• _Records provided_:
▼▼▼

Issue #2540, opened 2022-12-31
Add a share button to the video player


LBBO:
### Share your bug report, feature request, or comment.

While implementing #2539, I had the idea to add a share button to the video player and possibly the admin page. Such a button would make it easier to share a stream to different media. In contrast to the already existing Notifications, this would enable manual control over sharing streams and would enable viewers to share a stream more easily. Also, this could be a good opportunity to add something like an embed configurator where users can have an `iframe` generated for them just by clicking some buttons.

Just as an example, here are some screenshots of the YouTube share button (sorry for the German UI)

![image](https://user-images.githubusercontent.com/8076094/210137864-ac059a88-81e9-485b-b5ee-dcbf406eb524.png)
![image](https://user-images.githubusercontent.com/8076094/210137902-bcce47a9-a529-4a19-be02-d1d9c518fc60.png)

If you think this is a good idea, I'd be interested in implementing it! However, I would probably still need some info on how you would want it to behave (Should it be a popup, a modal or something else? If so, are there any existing components I should use? How would you like it to be styled? What means of sharing should be supported and how should they work?)

gabek:
I think it's an interesting idea!

The biggest question of a share modal would be what services to include, and I think that's a question that would be difficult to answer.

While some would say Facebook and Twitter, others would find that pretty awful to include. I know I wouldn't feel comfortable shipping with "Share to Facebook" and Twitter icons built in front and center. That's kind of why the compromise exists for the customization of the social network handles, so you set the ones you use.

Building something similar to that for a share modal would be far more difficult since you can't just drop a link in, every service has its own flow you need to tie into.

So I'm happy to talk about how this might work, but my expectations of ever finding a middle ground where it could work are low :)

004EK004:
Hey, I created this cool share button. Feel free to edit the files to achieve the desired outcome.[https://github.com/004EK004/GitHub_OpenSource_Project_1](url)

gabek:
Hi there @004EK004. I looked at your repo and I couldn't see how this could work with Owncast. But please file a PR with a change if you're interested in contributing.

PR #2590, opened 2023-01-16
Fix empty query in video embed story

LBBO:
Fixes @MFTabriz's comment in #2539 about the unmuted embed player being loaded with a `?undefined` query.

### DIFF
--- a/web/stories/VideoEmbed.stories.tsx
+++ b/web/stories/VideoEmbed.stories.tsx
@@ -12,17 +12,20 @@ const Template = ({
   title: string;
   width: number;
   height: number;
-}) => (
-  <iframe
-    src={`${origin}/embed/video?${query}`}
-    title={title}
-    height={`${height}px`}
-    width={`${width}px`}
-    referrerPolicy="origin"
-    scrolling="no"
-    allowFullScreen
-  />
-);
+}) => {
+  const queryString = query ? `?${query}` : '';
+  return (
+    <iframe
+      src={`${origin}/embed/video${queryString}`}
+      title={title}
+      height={`${height}px`}
+      width={`${width}px`}
+      referrerPolicy="origin"
+      scrolling="no"
+      allowFullScreen
+    />
+  );
+};
 
 const origins = {
   DemoServer: `https://watch.owncast.online`,


gabek:
I haven't put any thought into the video embed story until now, but they don't make any sense and should probably just be deleted until something better can be written.

Right now the story is pointing at random Owncast servers in an iFrame, not at all testing out the current version of the code because these servers aren't running the current version of the code.

So I wouldn't worry about working the story for video embed stories because they're incorrect and unhelpful right now.

LBBO:
I see your point, but if the server is set to localhost it's testing the implementation, isn't it? So maybe that selection box should be changed / removed, but I think the story still provides value

gabek:
That's only if you're running storybook locally _and_ you're running Owncast locally. I'm more concerned about instances like at https://owncast.online/components/?path=%2Fstory%2Fowncast-player-embeds--default&args=origin%3Alocalhost where selecting `localhost` won't do anything and the other options are incorrect.

LBBO:
Ahh, I see. Maybe there could be a smarter default that depends on storybook's origin? That could set a more useful default for localhost and "the official" online version

web/stories/VideoEmbed.stories.tsx
```diff
@@ -12,17 +12,20 @@ const Template = ({
...
-    referrerPolicy="origin"
-    scrolling="no"
-    allowFullScreen
-  />
-);
+}) => {
+  const queryString = query ? `?${query}` : '';
+  return (
+    <iframe
+      src={`${origin}/embed/video${queryString}`}
```
gabek, line 19: The problem here is the origin isn't directly connected with the state of the Storybook story. Because an instance of Storybook isn't running Owncast it can't point to itself, so I'm unfortunately not sure how to make a story for the embed that's not more than a blank iframe.

gabek:
As a heads up I did go ahead and remove the video embed storybook story mostly because at this point it was being marked as "changed" each time it ran (because it was rendering actual video). It wasn't actually testing a component (just an iframe) and throwing incorrect test results I just removed it until we can find a better option. Maybe the next step would be to have a story just for _offline_ video embed, since there's an actual page component that could be mounted and not just an iframe pointed to a remote server.

LBBO:
Alright, good to know. I guess that removes the need for this PR then, right?

I kind of disagree that it was "just testing an iframe", though. Technically, you're right of course, but it was showcasing how different URL parameters affect the iframe. Perhaps that would be redundant with #2540 though? Anyhow, I wasn't aware of the issues with testing. Sorry about that.

gabek:
I wasn't aware of it until later either, so no big deal :)

gabek:
As for the share button, I still think that's a good idea in theory, but in execution I still don't know specifically what to populate a share modal with. It could be just "share as iframe" and maybe that's enough, but most likely people are looking for something like "Share to <specific service>". That's why that feature hasn't gone anywhere.

gabek:
Closing this PR as the video embed story was removed.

▲▲▲

• _Your task_: Copy out each line of the data that holds the string "wouldn".

• _Solution to this task_:
While some would say Facebook and Twitter, others would find that pretty awful to include. I know I wouldn't feel comfortable shipping with "Share to Facebook" and Twitter icons built in front and center. That's kind of why the compromise exists for the customization of the social network handles, so you set the ones you use.
So I wouldn't worry about working the story for video embed stories because they're incorrect and unhelpful right now.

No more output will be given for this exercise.